NDX’s underperformance vs. the S&P 500 was driven by its overweight exposure in the Technology sector. The index’s lack of exposure in the Financials sector also added to the underperformance. Underweight exposure and differentiated holdings to the Industrials sector was the third detractor from relative performance vs. the S&P 500. The Communication Services sector contributed the most to relative performance and was driven by its overweight exposure and differentiated holdings. Differentiated holdings in the Basic Materials sector also contributed to relative performance to the S&P 500. These were the only two sector exposure in NDX that contributed to relative performance vs. the S&P 500.
NDX Contributor/Detractor Spotlight: Tesla: Tesla announced earnings on the 23rd and was not received well. The EV maker missed on adjusted earnings-per-share (EPS) which came in at $0.52 vs. the estimate of $0.60. The miss was driven by lower-than-expected vehicles sold. It was expected that 444.12k vehicles would be sold but results showed 443.96k. Higher-than-expected operating expenses also contributed to the miss. Elon Musk announced the unveiling of Tesla’s robotaxi would be delayed from August 8th to October 10th, which also added to the negative tone of the announcement. Although Tesla’s stock fell over 12% the day after the announcement, it was up for the month of July over 17%.

Data: Invesco, FactSet, as of 31 July 2024 Data in USD. Sectors: ICB Classification. All figures in percentage terms. Market allocation effect shows the excess contribution due to sector/market allocation. A positive allocation effect implies that the choice of sector weights in the portfolio added value to the portfolio contribution with respect to the benchmark and vice versa. Selection effect shows the excess contribution due to security selection. A positive selection effect implies that the choice of stocks in the portfolio added value to the portfolio contribution with respect to the benchmark and vice versa. Total effect is the difference in contribution between the benchmark and portfolio.

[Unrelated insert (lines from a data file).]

PR #751, opened 2023-06-12
Added token transactions tests

rokn:
**Description**:
This PR adds some test for some of the token transactions and info objects.
It also adds a small improvement to the token balance map.

**Checklist**

### DIFF
--- a/token_pause_transaction_e2e_test.go
+++ b/token_pause_transaction_e2e_test.go
@@ -1,0 +1,66 @@
+//go:build all || e2e
+// +build all e2e
+
+package hedera
+
+import (
+	"github.com/stretchr/testify/require"
+	"testing"
+)
+
+func TestIntegrationTokenPauseTransactionCanExecute(t *testing.T) {
+	env := NewIntegrationTestEnv(t)
+
+	resp, err := NewTokenCreateTransaction().
+		SetNodeAccountIDs(env.NodeAccountIDs).
+		SetTokenName("ffff").
+		SetTokenSymbol("F").
+		SetAdminKey(env.Client.GetOperatorPublicKey()).
+		SetTreasuryAccountID(env.Client.GetOperatorAccountID()).
+		SetPauseKey(env.Client.GetOperatorPublicKey()).
+		SetFreezeDefault(false).
+		Execute(env.Client)
+	require.NoError(t, err)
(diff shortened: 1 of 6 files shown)


token_pause_transaction_e2e_test.go
```diff
@@ -0,0 +1,111 @@
...
+	info, err = NewTokenInfoQuery().
+		SetTokenID(tokenID).
+		SetNodeAccountIDs([]AccountID{resp.NodeID}).
+		Execute(env.Client)
+	require.NoError(t, err)
+
+	assert.NotNil(t, info.PauseStatus)
+	assert.True(t, *info.PauseStatus)
+
+	//Unpause token to avoid error in CloseIntegrationTestEnv
```
bamzedev, line 54: If the test fails in some of the steps above, this wont be executed. `defer()` maybe?

token_pause_transaction_e2e_test.go
```diff
@@ -0,0 +1,111 @@
...
+		SetTokenID(tokenID).
+		Execute(env.Client)
+
+	require.NoError(t, err)
+
+	err = CloseIntegrationTestEnv(env, &tokenID)
+	require.NoError(t, err)
+}
+
+func TestIntegrationTokenPauseTransactionWrongPauseKey(t *testing.T) {
```
bamzedev, line 66: Not sure we need this as an E2E test. Simple unit test with `toProto`, `fromProto` should be enough.

bamzedev (changes requested):

token_pause_transaction_e2e_test.go
```diff
@@ -0,0 +1,111 @@
+package hedera
```
bamzedev, line 1:
```
//go:build all || e2e
// +build all e2e
```

token_pause_transaction_e2e_test.go
```diff
@@ -0,0 +1,111 @@
...
+
+import (
+	"github.com/stretchr/testify/assert"
+	"github.com/stretchr/testify/require"
```
bamzedev, line 5: maybe we use just `assert` or just `require`

bamzedev:
The commit is not signed

bamzedev (approved):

Source: Bloomberg, as of 31 July 2024. Past performance does not predict future returns. Top and bottom performers for the month by relative performance. Holdings are subject to change and are not buy/sell recommendations

Data: Invesco, Bloomberg, as of 31 July 2024. Data in USD.
Investment Risks
The value of investments and any income will fluctuate (this may partly be the result of exchange rate fluctuations) and investors may not get back the full amount invested.
Investments focused in a particular sector, such as technology, are subject to greater risk, and are more greatly impacted by market volatility, than more diversified investments.